一人でも多くの患者さんに予防の大切さを伝えてください
――最後に、院長先生から歯科衛生士さんに一言お願いいたします
患者さんとのやり取りの中で生きがいや、やりがいを見つけてくれるといいですね。
そうすると歯科衛生士としての笑顔も増えてくると思います。そういうことを考えながら治療していって欲しいです。

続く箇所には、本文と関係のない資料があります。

PR #480, opened 2021-03-25
Fix repo names in Sourcegraph map

Iinh:
Something I noticed while playing around with the new Sourcegraph implementation, which looks great by the way @jcads!

Example:

Old code search for [`mach.command`](https://dictionary.protosaur.dev/apps/mach/metrics/mach_command):
https://sourcegraph.com/search?q=repo:%5Egithub%5C.com%5C/%5BMm%5Dozilla%28.*%29%5C/mach%24+mach.command|Mach.command|mach.command|mach::command&patternType=regexp

New code search: 
https://sourcegraph.com/search?q=repo:%5Egithub%5C.com%5C/%5BMm%5Dozilla%28.*%29%5C/gecko-dev%24+mach.command|Mach.command|mach.command|mach::command&patternType=regexp
 
### Pull Request checklist

- [x] The pull request has a descriptive title (and a reference to an issue it
      fixes, if applicable)
- [x] All tests and linter checks are passing
- [x] The pull request is free of merge conflicts

PR #481, opened 2021-03-25
Re-add mozphab repo to sourcegraph repos

wlach:
@Iinh correctly pointed out in #480 that we do have sourcegraph indexing for mozphab. So this PR re-adds it. However the search string currently fails because it winds up being something like:

https://sourcegraph.com/search?q=repo:%5Egithub%5C.com%5C/%5BMm%5Dozilla%28.*%29%5C/mozphab%24+mozphabEnvironment.distributionVersion|MozphabEnvironment.distributionVersion|mozphab_environment.distribution_version|mozphab_environment::distribution_version&patternType=regexp

for `mozphab.environment.distribution_version`

Note that this (adhoc) query works fine:

https://sourcegraph.com/search?q=repo:%5Egithub%5C.com%5C/%5BMm%5Dozilla%28.*%29%5C/review%24+mozphab.environment.distribution_version&patternType=regexp

I think the code to create the search regex wasn't designed to handle metrics with three levels of nesting like this. Not sure what the right solution is here, @badboy any ideas? Code in question is here:

https://github.com/mozilla/glean-dictionary/blob/0de7cbab440aa683275fcef01bc969927dbc9e3b/src/formatters/codesearch.js#L46

### Pull Request checklist

      fixes, if applicable)

### DIFF
--- a/src/formatters/codesearch.js
+++ b/src/formatters/codesearch.js
@@ -39,6 +39,8 @@ const sourcegraphMap = {
 
   mach: "gecko-dev",
 
+  mozphab: "review",
+
   mozregression: "mozregression",
 };
 
--- a/src/formatters/codesearch.js
+++ b/src/formatters/codesearch.js
@@ -70,7 +70,7 @@ export const getCodeSearchLink = (app, metric) => {
     ? `${snakeCase(category)}::${snakeCase(name)}`
     : snakeCase(category);
 
-  const allLanguagePatterns = `${camelCased}|${capitalizedCamelCased}|${snakedCased}|${dblColonSnakeCased}`;
+  const allLanguagePatterns = `${metric}|${camelCased}|${capitalizedCamelCased}|${snakedCased}|${dblColonSnakeCased}`;
 
   /* eslint no-else-return: "error" */
 
--- a/tests/formatters.codesearch.test.js
+++ b/tests/formatters.codesearch.test.js
@@ -3,12 +3,12 @@ import { getCodeSearchLink } from "../src/formatters/codesearch";
 describe("Searchfox links for firefox-desktop", () => {
   it("works as expected", () => {
     expect(getCodeSearchLink("firefox_desktop", "test.metric_name")).toEqual(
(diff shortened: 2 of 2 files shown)


Iinh:
> I think the code to create the search regex wasn't designed to handle metrics with three levels of nesting like this. Not sure what the right solution is here, @badboy any ideas? Code in question is here:

https://github.com/mozilla/glean-dictionary/blob/0de7cbab440aa683275fcef01bc969927dbc9e3b/src/formatters/codesearch.js#L72
I think we need to add the original metric name to the search regex above. I tested it locally and it seems to work.
`${metric}|${camelCased}|${capitalizedCamelCased}|${snakedCased}|${dblColonSnakeCased};`

wlach:
>  I think we need to add the original metric name to the search regex above. I tested it locally and it seems to work.
> `${metric}|${camelCased}|${capitalizedCamelCased}|${snakedCased}|${dblColonSnakeCased};`

Yep, I think that would work for python, but not sure about (e.g.) Kotlin. Wouldn't mind getting some guidance from @badboy or maybe @mdboom (when he returns) on this.

badboy:
> > I think we need to add the original metric name to the search regex above. I tested it locally and it seems to work.
> > `${metric}|${camelCased}|${capitalizedCamelCased}|${snakedCased}|${dblColonSnakeCased};`
> 
> Yep, I think that would work for python, but not sure about (e.g.) Kotlin. Wouldn't mind getting some guidance from @badboy or maybe @mdboom (when he returns) on this.

I think it should be fine.
For Kotlin, Swift and Rust we do convert things like `mozphab.environment` into a valid identifier, by either camelCasing or snake_casing it.
It's just in Python that we keep the nesting as is (and tbh: I wasn't aware that we do until I looked here).

wlach:
Cool! I just submitted a PR that adjusts things how @Iinh suggested. It works great.

https://deploy-preview-481--glean-dictionary-dev.netlify.app/apps/mozphab/metrics/mozphab_environment_distribution_version

Iinh (approved):
LGTM!

PR #493, opened 2021-03-29
Ping Annotations

wlach:
Depends on https://github.com/mozilla/glean-annotations/pull/8

### Pull Request checklist

      fixes, if applicable)

### DIFF
--- a/scripts/build-glean-metadata.py
+++ b/scripts/build-glean-metadata.py
@@ -9,7 +9,7 @@ import requests
 import stringcase
 
 OUTPUT_DIRECTORY = os.path.join("public", "data")
-ANNOTATIONS_URL = "https://mozilla.github.io/glean-annotations/api.json"
+ANNOTATIONS_URL = "https://deploy-preview-8--blissful-roentgen-ca62bb.netlify.app/api.json"
 
 
 def _serialize_sets(obj):
@@ -139,7 +139,9 @@ for (app_name, app_group) in app_groups.items():
                 app_metrics[metric.identifier] = dict(
                     metric.definition,
                     name=metric.identifier,
-                    annotation=annotations_index.get(app_name, {}).get(metric.identifier),
+                    annotation=annotations_index.get(app_name, {})
+                    .get("metrics", {})
+                    .get(metric.identifier),
                     repo_url=app.app["url"],
                     variants=[],
                 )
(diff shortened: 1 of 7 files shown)


scripts/build-glean-metadata.py
```diff
@@ -9,7 +9,7 @@
 import stringcase
 
 OUTPUT_DIRECTORY = os.path.join("public", "data")
-ANNOTATIONS_URL = "https://mozilla.github.io/glean-annotations/api.json"
+ANNOTATIONS_URL = "https://deploy-preview-8--blissful-roentgen-ca62bb.netlify.app/api.json"
```
wlach, line 12: This is just for testing, it should be reverted before this lands.

acmiyaguchi: Maybe something to to pull from the environment via `.env`, if it's a common enough workflow.

scripts/build-glean-metadata.py
```diff
@@ -139,7 +139,9 @@ def etl_snake_case(line: str) -> str:
                 app_metrics[metric.identifier] = dict(
                     metric.definition,
                     name=metric.identifier,
-                    annotation=annotations_index.get(app_name, {}).get(metric.identifier),
+                    annotation=annotations_index.get(app_name, {})
+                    .get("metrics", {})
```
acmiyaguchi, line 143: This is black's behavior on long chainable arguments? Imo not the prettiest look (just throwing my opinion out there).

acmiyaguchi (approved):
Sorry I didn't see this alongside the other PR. LGTM

scripts/build-glean-metadata.py
wlach: Agreed, it's not great. Maybe we can find a better way of expressing this in the future.

scripts/build-glean-metadata.py
wlach: I'm not sure -- in this case I did it so people could preview the behaviour inside the deploy preview here. An environment variable wouldn't solve that case. 

It's worth bearing in mind though, I can see this being useful in some other cases. If this comes up again I'll definitely add this feature.

scripts/build-glean-metadata.py
acmiyaguchi: Maybe wrapping the whole expression in another set of parenthesis might add an indent. Nothing worth nitpicking over though.

wlach: Yeah, actually this helped a bunch! I was in the file anyway to revert the change for the annotations URL so it was no trouble.

PR #497, opened 2021-04-02
Translate markdown with angle brackets to HTML (fixes #476)

### LINKED ISSUE #476: Markdown with angle brackets in it doesn't get translated to html correctly
See: https://dictionary.protosaur.dev/apps/fenix/metrics/browser_search_with_ads

image

Underlying JSON: https://dictionary.protosaur.dev/data/fenix/metrics/browser_search_with_ads.json

My guess is that the problem is somewhere in our usage of the markdown library here: https://github.com/mozilla/glean-dictionary/blob/main/src/components/Markdown.svelte

After fixing, would be good to add a testcase to the story: https://github.com/mozilla/glean-dictionary/blob/main/stories/markdown.stories.js

@jcads Any interest in this one? 😄

jcads:
https://deploy-preview-497--glean-dictionary-dev.netlify.app/apps/fenix/metrics/browser_search_with_ads
image

Fixes #476.

***
### Pull Request checklist

      fixes, if applicable)

### DIFF
--- a/src/components/Markdown.svelte
+++ b/src/components/Markdown.svelte
@@ -17,13 +17,29 @@
   use({ renderer });
 
   export let text;
-
-  // if inline is set, do not wrap the markdown in a paragraph -- useful for short snippits
+  // if inline is set, do not wrap the markdown in a paragraph -- useful for short snippets
   export let inline = true;
+
+  // Split using the regex "/\r?\n|\r/" which should be able to
+  // detect most common line ending formats (win / mac / unix).
+  // ex: "This\nis\n\nan example" -> ["This", "is", "", "an example"]
+  let lines = text.split(/\r?\n|\r/);
 </script>
 
-{#if inline}
-  {@html parseInline(text)}
+{#if text.includes('<')}
+  {#if inline}
+    {text}
+  {:else}
+    {#each lines as text}
+      <p style="margin: 0">{text}</p>
+    {/each}
+  {/if}
+  <!-- hack to get consistent margin -->
+  <p />
 {:else}
-  {@html parse(text)}
+  {#if inline}
+    {@html parseInline(text)}
+  {:else}
+    {@html parse(text)}
+  {/if}
 {/if}
--- a/src/components/Markdown.svelte
+++ b/src/components/Markdown.svelte
@@ -20,7 +20,7 @@
   // if inline is set, do not wrap the markdown in a paragraph -- useful for short snippets
   export let inline = true;
 
-  let htmlText = text.replace("<", "&lt;")
+  let htmlText = text.replace("<", "&lt;");
 </script>
 
 {#if inline}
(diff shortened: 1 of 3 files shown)


src/components/Markdown.svelte
```diff
@@ -17,13 +17,29 @@
...
-{#if inline}
-  {@html parseInline(text)}
+{#if text.includes('<')}
+  {#if inline}
+    {text}
+  {:else}
+    {#each lines as text}
+      <p style="margin: 0">{text}</p>
+    {/each}
+  {/if}
```
Iinh, line 36: We should always use parse/parseInline to render `text` in this component as the goal is to display markdown content.

Iinh (commented):
Hi @jcads, thank you for working on this issue. This solution looks like a great start, I have some input below.

I believe the cause of this bug is since `<` and `>` are reserved characters in HTML, the browser mistook `<provider-name>` as an HTML tag. To fix this, we could use [character entities](https://developer.mozilla.org/en-US/docs/Glossary/Entity) to display these special characters instead. 

For example, if we pass:

`htmlText = text.replace("<", "&lt;");` 

to `parse()`, instead of just `text`, the browser would then be able to read "<".

Wondering what @wlach thinks about this approach. If this seems reasonable, should we also take care of the other edge cases, such as `&`?

src/components/Markdown.svelte
```diff
@@ -17,13 +17,29 @@
   use({ renderer });
```
wlach, line 17: I think we need to enhance the above renderer object to "escape" angle brackets found in HTML tags, as I don't think we want to allow people to specify HTML in their markdown descriptions.

wlach (changes requested):
Hi @jcads -- thanks for the PR I think this solution is not quite right. As @Iinh, we want to continue using parse/parseInline to render the text.

What's going on here is the markdown renderer is creating `<provider-name>` as an HTML element. We can confirm this by looking at the developer console:

image

I think a shorter/cleaner solution would be to enhance the renderer object to escape these objects. 

https://marked.js.org/using_pro#renderer

I think you might need to add a render for `tag` types, but am not 100% sure. Give it a try and see!

wlach:
> I believe the cause of this bug is since `<` and `>` are reserved characters in HTML, the browser mistook `<provider-name>` as an HTML tag. To fix this, we could use [character entities](https://developer.mozilla.org/en-US/docs/Glossary/Entity) to display these special characters instead.
> 
> For example, if we replace the special characters with their equivalent HTML entities, such as:
> 
> `htmlText = text.replace("<", "&lt;");`
> 
> and then pass it to `parse(htmlText)`, the browser would then be able to read "<".
> 
> Wondering what @wlach thinks about this approach. If this seems reasonable, should we also take care of the other edge cases, such as `&`?

Thanks @Iinh! This is actually a better approach than what I suggested. I think the markdown parser will automatically handle characters like `&` ok -- it's just HTML-like tags that confuse it. @jcads do you want to give her approach a try?

src/components/Markdown.svelte
jcads: Got it @Iinh. Thank you.

wlach (approved):
Looks great, thanks for persisting on this @jcads. Let me know if / when you're interested in working on something else.

PR #80, opened 2021-06-03
Make Dog Relationship type multi-select

### LINKED ISSUE #72: Add approved CEUs
- We need 1 more field, Approved CEUs (a number)
- CUE Authority should be CEU Authority

Contact Related CEU: I think we want to have it display:
 
Date Completed, Program Title, CEU Authority, Req CEUs, Approved CEUs, Status

We are going to need to be able to flag on a Trainer’s contact page if they have sufficient CEUs or don’t when it is renewal time, which means based on the trainer’s certification date, we’d want to see we have at least 12 in that 1 year period based on CUE Completed Date. We can do that w/ workflow/trigger sorts of things so I think it makes more sense there than to add anything else to the CEU object.

deb761:
# Changes
Make Dog Relationship type multi-select
Changed DogRelationShip and BackgroundCheck name fields to auto number

# Issues Closed
#72

### DIFF
--- a/force-app/main/default/layouts/Dog__c-Dog Layout.layout-meta.xml
+++ b/force-app/main/default/layouts/Dog__c-Dog Layout.layout-meta.xml
@@ -246,13 +246,7 @@
         <fields>CORE.USERS.FULL_NAME</fields>
         <relatedList>RelatedActivityList</relatedList>
     </relatedLists>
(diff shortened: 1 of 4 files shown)


atlasjen (approved):
pushed to scratch org. see i can add multiple handlers, as an example. approving.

そして、一人でも多くの患者さんに予防歯科の大切さを伝えて欲しいです。今後もいろいろな面からあらや歯科医院を支え続けてくれることを願います。
笑顔が素敵な『あらや歯科医院』のスタッフ
まとめ
優しい雰囲気の荒谷院長先生、笑顔の絶えない冨岡さん、とても話しやすい三上さん、ありがとうございました!!
『あらや歯科医院』さんではホームページに
「皆さん、歯医者は嫌いですよね?私たちも痛いのはキライです(笑)。
だから患者さんの気分が少しでも和らぐように明るい笑顔と優しい応対を心がけています。」
と掲載されているように、アットホームでとても優しい応対でした。患者さんが一家そろってかかりつけ歯科医院と思って通っていらっしゃるというお話を聞いてとっても納得です。
『あらや歯科医院』さんのように長年、予防歯科に取り組む医院がもっともっと増えてくれれば、う蝕・歯周病の割合がグッと減ることは間違いないですね!
予防歯科に積極的に取り組んでいる歯科医院さんの取材をまだまだしていきますので、次回もお楽しみに!